ただしこのシャッターの構造からマウント径を大きくすることが出来ず,ネジマウントの内径は約30mm(おそらく M31 P0.75 のネジ)と小さいため,望遠レンズを付けるには蹴られが問題になり,また広角レンズを装着するにはレトロフォーカス型のレンズが必要となるので,この時代(1939年ごろ)の技術では交換レンズの設計は困難であったと思われます.そのためか,75〜80mmの標準レンズ域のレンズの他には,105mm の交換レンズしかなかったと言われています.戦前のカメラですので,レンズはノンコートで,おそらく全ての標準レンズがトリプレットの前玉回転式です.私の個体には Enna の Ennatar 75mm F4.5 がついていました.
巻き上げは赤窓式ですが,それゆえフィルム送り量はユーザーが自由に決められますから,マスク交換により簡単に645判としても使えるのも一眼レフカメラとしては特徴的かと思います.私が入手した個体は幸いな事にこのマスクや取扱説明書(英文)が付属しており,フィルムレールの内側にマスクを装着する手順も説明書に記載されていました.

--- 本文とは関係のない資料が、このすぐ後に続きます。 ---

PR #2977, opened 2026-07-03
refactor(library-solidity): generate lib/bridge OApp abstracts via codegen

poppyseedDev:
## What

Makes the confidential-bridge **OApp abstracts under `lib/bridge/`** generated from `codegen/src`, so the whole `lib/` directory stays reproducible (`rm -rf lib/bridge && npm run codegen`) — they were hand-written before.

- New `codegen/src/templateBridge.ts` + templates for `ConfidentialOAppCore`, `ConfidentialOAppSender`, `ConfidentialOAppReceiver`, `ConfidentialOApp`, and `IDstApp`.
- The Sender's **per-encrypted-type single-handle overloads are now loop-generated** (one place) instead of hand-repeated 8×.
- Wired in `main.ts`, gated behind a new `lib.bridge` flag (`config.ts` + `codegen.config.json`) so it's **library-only** — host-contracts leaves it off and never emits the OApp abstracts.

## Notes

- **Verified reproducible & near-identical:** after wiping and regenerating, the four static abstracts (`Core`/`Receiver`/`ConfidentialOApp`/`IDstApp`) come out **byte-identical** to the current contracts; the only content deltas are two Sender doc typos the template corrects (`"32 handes"` → `"32 handles"`, and a stray double-period on the `eaddress` overload) plus the `ConfidentialMultiChainToken.quoteSend` payload natspec (`(address, bytes32)` → `address`).
- `hardhat compile` passes.
- Stacked on the method-name rename (`89d101c8b`); no naming changes here.

### DIFF
--- a/library-solidity/codegen/src/templateBridge.ts
+++ b/library-solidity/codegen/src/templateBridge.ts
@@ -1,0 +1,78 @@
+import { readFileSync } from 'fs';
+
+import { resolveTemplatePath } from './paths';
+import { removeTemplateComments } from './utils';
+
+/**
+ * Confidential-bridge OApp abstracts (`lib/bridge/`).
+ *
+ * All of these are generated from templates under `codegen/src/templates/`, so `lib/bridge/` is
+ * fully reproducible from `codegen/src` (`rm -rf lib/bridge && npm run codegen`). The static
+ * abstracts are emitted verbatim from their templates; the Sender's per-encrypted-type
+ * single-handle overloads are generated in a loop (see {generateConfidentialOAppSenderLib}) so the
+ * repetition lives in one place.
+ */
+
+/** Encrypted handle types that get a type-safe single-handle send overload, in declaration order. */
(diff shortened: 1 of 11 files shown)


library-solidity/codegen/src/templateBridge.ts
```diff
@@ -0,0 +1,63 @@
...
+}
+
+/**
+ * The Sender abstract: a `private` `bytes32` core, one type-safe overload per encrypted type
+ * (generated below), the multi-handle list send, and the two quote helpers. The per-type
+ * overloads all delegate to the `bytes32` core via `FHE.toBytes32`.
+ */
+export function generateConfidentialOAppSenderLib(): string {
+  const typedOverloads = BRIDGE_HANDLE_TYPES.map(
+    (t) => `
```
jatZama, line 46: Can you rework the natspec here, to instead of refer to private core method, it would copy full natspec of the private function (with few needed modifications obviously)

jatZama (approved):

PR #219, opened 2026-02-14
Add BSpline curve data extraction from Edge

janbraiins:
## Summary

- Add `Edge::bspline_data()` method to extract degree, control points (poles), flat knot vector, and weights from B-spline curves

巻き上げとシャッターチャージは連動していませんが,多重露出防止機構が備わっており,シャッターダイヤルを正面から見たときに11時の位置にあるレバーを上に動かすことで解除することも出来ます.シャッターダイヤルの7時の位置にあるノブはT(タイム露出)のためのもので,このノブを上を動かすとシャッターを切ったあと後幕がロックされT露出となりmす.このノブをチョンと下へ押すと解除されます.シャッターボタンはシャッターダイヤルからみたときの4時の位置にある少し大きなノブで,これを下へ下げるとシャッターが切れます.その上のほうに標準的なレリーズケーブルを差し込めるソケットもあります.背面の赤窓は,まだ645専用の数字に対応しておらず,69判の指標を二箇所に順に出す方式になっています.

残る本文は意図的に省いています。